**TASK TO CARRY OUT**
Would you return every entry below without a single difference?

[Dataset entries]
┄┄┄┄┄┄┄┄┄┄┄┄┄┄┄┄┄┄┄┄
Issue #66, opened 2016-11-14
Bindings with requires


Aaylor:
Considering a javascript library containing a module A with only one static
function called **foo** taking a _string_ and returning an _int_. This library
has to be required before usage, but I did not found anything about _require_ in
the documentation.

The first implementation I made was:
```ml
module A : sig
  type t
  val require_a : unit -> t
    [@@js.custom let require_a () = Helpers.require "A" ]
  val foo : t -> string -> int
end
```

To call the function **foo** in ocaml code, I have to write:
```ml
let module_a = A.require_a () in
let i = A.foo module_a "bar" in
...
```

But I'd like to get rid of the require line. This require would be done lazily into the
module, allowing the user to write directly `let i = A.foo "bar"` to call the
function.

My first thought was to do something like:
```ml
module A : sig
  [@@@js.implem
    let mod_a = ref None
    let get_a () =
      match !mod_a with
      | Some m -> m
      | None ->
        let m = Helpers.require "A" in
        mode_a := Some m;
        m
  ]
  val foo : string -> int
  [@@js.custom
    let foo str =
      let m = get_a () in
      let r = Ojs.call m "foo" [|(Ojs.string_to_js str)|] in
      Ojs.int_of_js r ]
end
```

But it becomes very annoying to write this when the javascript library has many
methods. What would be the best way to do this kind of things ? Does it match
the _philosophy_ of javascript bindings ?

alainfrisch:
First, even with the manual encoding, you could use gen_js_api to produce a binding for:

``` ocaml
  type a_module = Ojs.t
  val foo_internal: a_module -> string -> int
```

and then simply define the user-visible `foo` in term of this `foo_internal`:

``` ocaml
  let a = lazy (...)
  let foo x = foo_internal (Lazy.force a) x
```

Now, assuming that a Javascript global variable `A_module` is bound to the result of `require("A")` (either with manual JS code, or through gen_js_api), you can also directly expose:

``` ocaml
  val foo: string -> int [@@js.global "A_module.foo"]
```

One could also design some built-in gen_js_api support for this scheme, perhaps bound to OCaml modules:

``` ocaml
module A : sig
  val foo: string -> int
end [@@js.require]
```

within a module marked with the `js.require` attribute, all functions would implicitly be assumed to be on the object resulting from a call to `require` (by default, with a name derived from the module binding, with a way to override that).

Aaylor:
Thanks for your answer !
[...]

PR #68, opened 2016-12-02
Add require attribute.

Aaylor:
All information about how works the require attribute are in the document REQUIRE.md; it contains three kind of usage, and the meaning of each automatic rules when under the require context.

Related to the discussion #66.

### DIFF
--- a/REQUIRE.md
+++ b/REQUIRE.md
@@ -1,0 +1,124 @@
+Value bindings using required object in gen_js_api
+=========================================================
+
+It happens sometime that, when writing bindings of js library, there
+is a need to require some modules before using it.
+
+```js
+const myModule = require('myModule')
+/* ... */
+```
+
+There is a support to automatically write bindings and to use the
+required object instead of using the global object.
+
+The _require_ attribute
+--------------------------
+
+### Global ###
+
+The attribute `[@@@js.require "myModule"]` indicate to subsequents
+declarations to use the require module **myModule** during the
+generation phase. This global attribute requires the module name, it
+cannot be inferred.
+
+### Local to a module ###
+
+It's also permitted to attach the require attribute to modules.
+
+```ocaml
+module MyModule : sig
+  ...
+end [@@js.require]
+```
+
+By default, the name of the module is used as the name of the js
+module to require.
+
+### Associated to a variable ###
+
+To use bindings rules describe in [Value section](VALUES.md), it's
+possible to put the annotation to a simple variable.
+
+```ocaml
+type t = private Ojs.t
+
+val module_t : t Lazy.t [@@js.require "myModule"]
+
+val get_x : t -> int
+```
+
+###### Nested requires ######
+
+Actually, it's not possible to nest requires.
+
+How is it translated ?
+-------------------------
+
+First, it creates a definition which call lazily the requires
+function:
+
+```ocaml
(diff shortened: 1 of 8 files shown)


REQUIRE.md
```diff
@@ -0,0 +1,124 @@
...
+
+### Associated to a variable ###
+
+To use bindings rules describe in [Value section](VALUES.md), it's
+possible to put the annotation to a simple variable.
+
+```ocaml
+type t = private Ojs.t
+
+val module_t : t Lazy.t [@@js.require "myModule"]
```
alainfrisch, line 46: Should this work as well with a non-lazy binding?

Aaylor: It will not work with non-lazy bindings yet. I force the use of lazyness to avoid requiring javascript module when they're not necessary.

But i can support both version (one lazy, and one non-lazy) if needed.

dannywillems:
@Aaylor I didn't read the PR, but is `require` returning functions (like nightmare, see [this partial binding to Node](https://github.com/besport/ocaml-node) with gen_js_api) supported?

Aaylor:
Actually it's not supported, but it's just a simple case to add; but it will need a relaxed type for the `require` function (which is actually `string -> Ojs.t`).

A first solution would be to declare the `require` function as unsafe, and give it the type `string -> 'a`
The second solution should be to split in two part: a safe `require` and the unsafe one; and detect when the unsafe one should be called. 

With one of the two solution above, we would be able to write:
```ocaml
val my_fun_module : (t1 -> ... -> tn) Lazy.t [@@js.require "myModule"]
```

Aaylor:
@dannywillems Well infact, with this version, it's possible to have function but it's not convenient. Requiring a function could be written as

```ocaml
val my_fun_module : Ojs.t Lazy.t [@@js.require "myModule"]
```
and then used as following:
```ocaml
let _ =
  let my_fun_m = Lazy.force my_fun_module in
  let my_result_ojs = Ojs.apply my_fun_m [| (* ... *) |] in
  (* ... *)
```

I'm not sure that this is a philosophy of gen_js_api to give an `unsafe` function as I proposed earlier, @alainfrisch ? Is this a better thing to have an `unsafe_require` with type `string -> 'a`, or to avoid it ?

src/gen_js_api.ml
```diff
@@ -444,55 +456,91 @@ let parse_attr ~global_attrs ?ty (s, loc, auto) (k, v) =
...
+    | None -> None
+    | Some (k, v) ->
+        if require_ctx then error k.loc (Not_supported_here "nested requires")
+        else
+          match v with
+          | PStr [] -> Some default
+          | _ -> Some (id_of_expr (expr_of_payload k.loc v))
+  in
+  require, require_ctx || require <> None
+
```
sbriais, line 471: I am not sure it's a good idea that this function returns a pair, since the second projection can be simply obtained from the first component and the require_ctx argument. My guess is that it would simplify the code a bit to move the corresponding logic at call sites (when needed).

sbriais:
Could you please provide a full example (if I am not mistaken, the js part is missing)?
Ideally, a concrete example would even be better...

Lupus:
Sad to see this abandoned. Just stumbled across this problem when trying to bind some nodejs to jsoo with gen_js_api myself and hand to resort to defining globals and using `@@js.global "...."` annotation.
┄┄┄┄┄┄┄┄┄┄┄┄┄┄┄┄┄┄┄┄
**FINAL ANSWER**
Issue #66, opened 2016-11-14
Bindings with requires


Aaylor:
Considering a javascript library containing a module A with only one static
function called **foo** taking a _string_ and returning an _int_. This library
has to be required before usage, but I did not found anything about _require_ in
the documentation.

The first implementation I made was:
```ml
module A : sig
  type t
  val require_a : unit -> t
    [@@js.custom let require_a () = Helpers.require "A" ]
  val foo : t -> string -> int
end
```

To call the function **foo** in ocaml code, I have to write:
```ml
let module_a = A.require_a () in
let i = A.foo module_a "bar" in
...
```

But I'd like to get rid of the require line. This require would be done lazily into the
module, allowing the user to write directly `let i = A.foo "bar"` to call the
function.

My first thought was to do something like:
```ml
module A : sig
  [@@@js.implem
    let mod_a = ref None
    let get_a () =
      match !mod_a with
      | Some m -> m
      | None ->
        let m = Helpers.require "A" in
        mode_a := Some m;
        m
  ]
  val foo : string -> int
  [@@js.custom
    let foo str =
      let m = get_a () in
      let r = Ojs.call m "foo" [|(Ojs.string_to_js str)|] in
      Ojs.int_of_js r ]
end
```

But it becomes very annoying to write this when the javascript library has many
methods. What would be the best way to do this kind of things ? Does it match
the _philosophy_ of javascript bindings ?

alainfrisch:
First, even with the manual encoding, you could use gen_js_api to produce a binding for:

``` ocaml
  type a_module = Ojs.t
  val foo_internal: a_module -> string -> int
```

and then simply define the user-visible `foo` in term of this `foo_internal`:

``` ocaml
  let a = lazy (...)
  let foo x = foo_internal (Lazy.force a) x
```

Now, assuming that a Javascript global variable `A_module` is bound to the result of `require("A")` (either with manual JS code, or through gen_js_api), you can also directly expose:

``` ocaml
  val foo: string -> int [@@js.global "A_module.foo"]
```

One could also design some built-in gen_js_api support for this scheme, perhaps bound to OCaml modules:

``` ocaml
module A : sig
  val foo: string -> int
end [@@js.require]
```

within a module marked with the `js.require` attribute, all functions would implicitly be assumed to be on the object resulting from a call to `require` (by default, with a name derived from the module binding, with a way to override that).

Aaylor:
Thanks for your answer !
[...]

PR #68, opened 2016-12-02
Add require attribute.

Aaylor:
All information about how works the require attribute are in the document REQUIRE.md; it contains three kind of usage, and the meaning of each automatic rules when under the require context.

Related to the discussion #66.

### DIFF
--- a/REQUIRE.md
+++ b/REQUIRE.md
@@ -1,0 +1,124 @@
+Value bindings using required object in gen_js_api
+=========================================================
+
+It happens sometime that, when writing bindings of js library, there
+is a need to require some modules before using it.
+
+```js
+const myModule = require('myModule')
+/* ... */
+```
+
+There is a support to automatically write bindings and to use the
+required object instead of using the global object.
+
+The _require_ attribute
+--------------------------
+
+### Global ###
+
+The attribute `[@@@js.require "myModule"]` indicate to subsequents
+declarations to use the require module **myModule** during the
+generation phase. This global attribute requires the module name, it
+cannot be inferred.
+
+### Local to a module ###
+
+It's also permitted to attach the require attribute to modules.
+
+```ocaml
+module MyModule : sig
+  ...
+end [@@js.require]
+```
+
+By default, the name of the module is used as the name of the js
+module to require.
+
+### Associated to a variable ###
+
+To use bindings rules describe in [Value section](VALUES.md), it's
+possible to put the annotation to a simple variable.
+
+```ocaml
+type t = private Ojs.t
+
+val module_t : t Lazy.t [@@js.require "myModule"]
+
+val get_x : t -> int
+```
+
+###### Nested requires ######
+
+Actually, it's not possible to nest requires.
+
+How is it translated ?
+-------------------------
+
+First, it creates a definition which call lazily the requires
+function:
+
+```ocaml
(diff shortened: 1 of 8 files shown)


REQUIRE.md
```diff
@@ -0,0 +1,124 @@
...
+
+### Associated to a variable ###
+
+To use bindings rules describe in [Value section](VALUES.md), it's
+possible to put the annotation to a simple variable.
+
+```ocaml
+type t = private Ojs.t
+
+val module_t : t Lazy.t [@@js.require "myModule"]
```
alainfrisch, line 46: Should this work as well with a non-lazy binding?

Aaylor: It will not work with non-lazy bindings yet. I force the use of lazyness to avoid requiring javascript module when they're not necessary.

But i can support both version (one lazy, and one non-lazy) if needed.

dannywillems:
@Aaylor I didn't read the PR, but is `require` returning functions (like nightmare, see [this partial binding to Node](https://github.com/besport/ocaml-node) with gen_js_api) supported?

Aaylor:
Actually it's not supported, but it's just a simple case to add; but it will need a relaxed type for the `require` function (which is actually `string -> Ojs.t`).

A first solution would be to declare the `require` function as unsafe, and give it the type `string -> 'a`
The second solution should be to split in two part: a safe `require` and the unsafe one; and detect when the unsafe one should be called. 

With one of the two solution above, we would be able to write:
```ocaml
val my_fun_module : (t1 -> ... -> tn) Lazy.t [@@js.require "myModule"]
```

Aaylor:
@dannywillems Well infact, with this version, it's possible to have function but it's not convenient. Requiring a function could be written as

```ocaml
val my_fun_module : Ojs.t Lazy.t [@@js.require "myModule"]
```
and then used as following:
```ocaml
let _ =
  let my_fun_m = Lazy.force my_fun_module in
  let my_result_ojs = Ojs.apply my_fun_m [| (* ... *) |] in
  (* ... *)
```

I'm not sure that this is a philosophy of gen_js_api to give an `unsafe` function as I proposed earlier, @alainfrisch ? Is this a better thing to have an `unsafe_require` with type `string -> 'a`, or to avoid it ?

src/gen_js_api.ml
```diff
@@ -444,55 +456,91 @@ let parse_attr ~global_attrs ?ty (s, loc, auto) (k, v) =
...
+    | None -> None
+    | Some (k, v) ->
+        if require_ctx then error k.loc (Not_supported_here "nested requires")
+        else
+          match v with
+          | PStr [] -> Some default
+          | _ -> Some (id_of_expr (expr_of_payload k.loc v))
+  in
+  require, require_ctx || require <> None
+
```
sbriais, line 471: I am not sure it's a good idea that this function returns a pair, since the second projection can be simply obtained from the first component and the require_ctx argument. My guess is that it would simplify the code a bit to move the corresponding logic at call sites (when needed).

sbriais:
Could you please provide a full example (if I am not mistaken, the js part is missing)?
Ideally, a concrete example would even be better...

Lupus:
Sad to see this abandoned. Just stumbled across this problem when trying to bind some nodejs to jsoo with gen_js_api myself and hand to resort to defining globals and using `@@js.global "...."` annotation.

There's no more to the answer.